----- Information given -----
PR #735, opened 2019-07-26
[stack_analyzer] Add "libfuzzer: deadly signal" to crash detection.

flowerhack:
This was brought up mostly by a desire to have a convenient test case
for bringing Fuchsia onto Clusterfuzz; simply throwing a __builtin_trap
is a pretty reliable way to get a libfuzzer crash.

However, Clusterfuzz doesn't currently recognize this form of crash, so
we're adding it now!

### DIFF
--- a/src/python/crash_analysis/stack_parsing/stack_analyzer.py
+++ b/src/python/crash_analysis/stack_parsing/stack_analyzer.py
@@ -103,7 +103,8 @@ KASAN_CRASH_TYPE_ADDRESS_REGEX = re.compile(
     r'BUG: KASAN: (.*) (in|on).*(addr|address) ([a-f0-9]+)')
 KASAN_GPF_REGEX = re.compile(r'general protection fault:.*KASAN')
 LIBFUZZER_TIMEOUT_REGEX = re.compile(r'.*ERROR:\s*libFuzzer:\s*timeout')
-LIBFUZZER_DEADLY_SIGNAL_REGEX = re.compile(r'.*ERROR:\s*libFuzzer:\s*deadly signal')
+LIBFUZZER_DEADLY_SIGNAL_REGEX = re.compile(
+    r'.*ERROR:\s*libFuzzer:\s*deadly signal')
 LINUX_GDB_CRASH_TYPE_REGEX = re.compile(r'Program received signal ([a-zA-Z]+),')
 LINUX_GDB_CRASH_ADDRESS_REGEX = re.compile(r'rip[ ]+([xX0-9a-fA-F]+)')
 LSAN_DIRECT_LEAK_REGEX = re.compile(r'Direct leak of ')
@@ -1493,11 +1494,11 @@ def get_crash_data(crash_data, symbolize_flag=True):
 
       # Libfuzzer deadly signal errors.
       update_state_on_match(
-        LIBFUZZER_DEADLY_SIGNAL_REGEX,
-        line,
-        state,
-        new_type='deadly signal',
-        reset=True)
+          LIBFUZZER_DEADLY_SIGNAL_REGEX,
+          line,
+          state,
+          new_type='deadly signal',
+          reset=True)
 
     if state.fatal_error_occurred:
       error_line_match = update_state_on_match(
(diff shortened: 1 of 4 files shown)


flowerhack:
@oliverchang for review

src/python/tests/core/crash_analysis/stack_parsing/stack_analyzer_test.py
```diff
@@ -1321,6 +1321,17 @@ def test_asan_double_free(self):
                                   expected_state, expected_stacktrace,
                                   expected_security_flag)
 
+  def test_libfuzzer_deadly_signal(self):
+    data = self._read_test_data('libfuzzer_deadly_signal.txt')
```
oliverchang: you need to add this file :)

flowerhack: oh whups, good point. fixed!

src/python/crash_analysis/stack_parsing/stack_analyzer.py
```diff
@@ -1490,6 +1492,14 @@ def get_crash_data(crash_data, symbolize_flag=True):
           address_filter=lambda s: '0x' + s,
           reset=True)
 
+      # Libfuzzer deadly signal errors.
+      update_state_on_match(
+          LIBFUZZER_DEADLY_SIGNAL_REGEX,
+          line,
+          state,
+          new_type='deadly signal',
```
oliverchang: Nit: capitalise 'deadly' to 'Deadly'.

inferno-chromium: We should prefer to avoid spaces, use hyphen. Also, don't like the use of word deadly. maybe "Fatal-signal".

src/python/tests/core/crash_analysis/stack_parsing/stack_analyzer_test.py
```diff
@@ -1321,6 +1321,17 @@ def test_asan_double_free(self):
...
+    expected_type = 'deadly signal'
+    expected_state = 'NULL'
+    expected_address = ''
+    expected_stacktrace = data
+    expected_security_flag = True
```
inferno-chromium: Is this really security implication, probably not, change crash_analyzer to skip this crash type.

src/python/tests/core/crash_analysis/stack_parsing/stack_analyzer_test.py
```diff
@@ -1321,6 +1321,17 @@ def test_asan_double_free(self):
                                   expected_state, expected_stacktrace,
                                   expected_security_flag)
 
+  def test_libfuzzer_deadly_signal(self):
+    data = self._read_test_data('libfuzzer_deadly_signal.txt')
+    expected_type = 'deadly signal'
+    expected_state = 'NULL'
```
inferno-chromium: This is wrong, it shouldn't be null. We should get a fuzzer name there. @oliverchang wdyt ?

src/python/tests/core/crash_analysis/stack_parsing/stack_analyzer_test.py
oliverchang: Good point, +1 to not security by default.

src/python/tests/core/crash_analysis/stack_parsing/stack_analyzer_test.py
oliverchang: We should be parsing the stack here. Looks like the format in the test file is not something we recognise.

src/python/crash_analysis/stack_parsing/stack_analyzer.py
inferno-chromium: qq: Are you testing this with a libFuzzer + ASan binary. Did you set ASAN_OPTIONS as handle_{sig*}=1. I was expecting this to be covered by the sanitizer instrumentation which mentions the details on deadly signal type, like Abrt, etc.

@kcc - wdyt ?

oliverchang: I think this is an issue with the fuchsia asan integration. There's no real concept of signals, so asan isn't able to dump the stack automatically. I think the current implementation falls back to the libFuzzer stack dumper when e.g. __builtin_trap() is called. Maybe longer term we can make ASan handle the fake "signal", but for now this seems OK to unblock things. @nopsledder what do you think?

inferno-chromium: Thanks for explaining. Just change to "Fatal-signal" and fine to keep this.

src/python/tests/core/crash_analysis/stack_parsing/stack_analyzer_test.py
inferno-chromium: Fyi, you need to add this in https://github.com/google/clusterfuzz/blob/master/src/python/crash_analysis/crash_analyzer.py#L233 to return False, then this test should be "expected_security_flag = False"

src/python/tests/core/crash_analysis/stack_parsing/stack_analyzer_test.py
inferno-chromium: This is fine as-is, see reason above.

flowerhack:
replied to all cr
-----
----- Information given -----
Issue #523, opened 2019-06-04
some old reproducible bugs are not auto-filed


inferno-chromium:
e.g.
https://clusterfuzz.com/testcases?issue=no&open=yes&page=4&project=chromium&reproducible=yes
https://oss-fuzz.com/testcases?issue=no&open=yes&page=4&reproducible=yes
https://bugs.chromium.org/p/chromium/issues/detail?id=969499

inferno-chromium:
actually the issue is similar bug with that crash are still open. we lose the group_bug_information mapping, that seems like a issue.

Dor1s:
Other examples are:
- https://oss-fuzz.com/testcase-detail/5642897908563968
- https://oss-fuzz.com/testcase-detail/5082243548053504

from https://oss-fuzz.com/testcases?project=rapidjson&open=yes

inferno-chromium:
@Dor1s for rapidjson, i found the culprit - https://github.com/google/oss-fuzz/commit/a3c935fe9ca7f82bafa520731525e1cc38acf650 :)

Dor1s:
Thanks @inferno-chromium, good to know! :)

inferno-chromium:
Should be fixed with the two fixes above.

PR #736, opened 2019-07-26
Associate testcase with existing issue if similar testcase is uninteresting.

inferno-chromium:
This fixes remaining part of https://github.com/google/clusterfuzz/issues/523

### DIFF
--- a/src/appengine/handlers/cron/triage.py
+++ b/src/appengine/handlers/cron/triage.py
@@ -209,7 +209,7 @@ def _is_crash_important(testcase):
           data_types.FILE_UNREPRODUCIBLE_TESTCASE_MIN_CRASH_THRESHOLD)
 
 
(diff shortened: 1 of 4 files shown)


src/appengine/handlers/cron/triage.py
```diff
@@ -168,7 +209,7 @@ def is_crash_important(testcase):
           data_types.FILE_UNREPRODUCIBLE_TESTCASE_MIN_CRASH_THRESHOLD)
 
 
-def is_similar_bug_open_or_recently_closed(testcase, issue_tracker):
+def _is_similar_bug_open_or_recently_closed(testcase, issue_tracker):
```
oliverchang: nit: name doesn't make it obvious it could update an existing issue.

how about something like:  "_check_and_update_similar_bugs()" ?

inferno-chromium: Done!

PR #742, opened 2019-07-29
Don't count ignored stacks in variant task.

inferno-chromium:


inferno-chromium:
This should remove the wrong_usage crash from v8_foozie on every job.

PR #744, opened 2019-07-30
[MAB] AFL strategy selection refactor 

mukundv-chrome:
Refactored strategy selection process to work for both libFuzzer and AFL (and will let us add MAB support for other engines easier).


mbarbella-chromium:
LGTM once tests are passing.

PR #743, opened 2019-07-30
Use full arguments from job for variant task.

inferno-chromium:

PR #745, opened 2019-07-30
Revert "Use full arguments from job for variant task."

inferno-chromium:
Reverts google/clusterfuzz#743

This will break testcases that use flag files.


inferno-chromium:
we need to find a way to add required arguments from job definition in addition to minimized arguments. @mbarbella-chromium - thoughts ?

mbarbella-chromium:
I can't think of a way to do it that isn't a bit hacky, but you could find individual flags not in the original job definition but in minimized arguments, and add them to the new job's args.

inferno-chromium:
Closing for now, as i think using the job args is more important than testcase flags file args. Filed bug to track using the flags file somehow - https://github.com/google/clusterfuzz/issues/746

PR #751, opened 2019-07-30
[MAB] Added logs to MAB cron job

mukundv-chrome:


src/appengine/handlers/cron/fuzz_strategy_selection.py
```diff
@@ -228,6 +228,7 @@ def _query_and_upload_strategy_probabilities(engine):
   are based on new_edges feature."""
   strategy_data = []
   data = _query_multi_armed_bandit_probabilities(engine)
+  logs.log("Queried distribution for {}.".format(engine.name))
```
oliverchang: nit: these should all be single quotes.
-----
----- Information given -----
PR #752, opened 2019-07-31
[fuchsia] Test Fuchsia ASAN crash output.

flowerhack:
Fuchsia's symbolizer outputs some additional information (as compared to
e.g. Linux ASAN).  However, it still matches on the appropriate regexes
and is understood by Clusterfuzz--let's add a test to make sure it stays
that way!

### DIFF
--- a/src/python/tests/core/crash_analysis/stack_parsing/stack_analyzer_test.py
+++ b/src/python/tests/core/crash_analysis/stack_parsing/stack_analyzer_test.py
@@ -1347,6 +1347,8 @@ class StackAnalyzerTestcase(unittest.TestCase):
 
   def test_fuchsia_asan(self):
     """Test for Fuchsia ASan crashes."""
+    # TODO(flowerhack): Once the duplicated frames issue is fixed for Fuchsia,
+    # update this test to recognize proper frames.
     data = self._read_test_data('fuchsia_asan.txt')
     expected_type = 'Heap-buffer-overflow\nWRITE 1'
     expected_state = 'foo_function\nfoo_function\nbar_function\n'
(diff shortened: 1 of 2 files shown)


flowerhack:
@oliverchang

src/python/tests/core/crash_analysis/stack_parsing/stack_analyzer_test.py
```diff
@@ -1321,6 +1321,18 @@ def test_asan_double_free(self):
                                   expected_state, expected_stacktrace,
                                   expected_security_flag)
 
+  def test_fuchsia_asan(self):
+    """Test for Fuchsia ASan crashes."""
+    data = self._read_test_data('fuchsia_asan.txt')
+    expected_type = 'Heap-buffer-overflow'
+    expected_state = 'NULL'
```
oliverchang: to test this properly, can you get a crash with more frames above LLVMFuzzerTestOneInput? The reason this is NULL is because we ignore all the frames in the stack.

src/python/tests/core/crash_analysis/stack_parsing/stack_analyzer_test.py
-----
What to work on: The lines holding the string "triage" in the listing above are what you should copy out.

Reply:
--- a/src/appengine/handlers/cron/triage.py
+++ b/src/appengine/handlers/cron/triage.py
src/appengine/handlers/cron/triage.py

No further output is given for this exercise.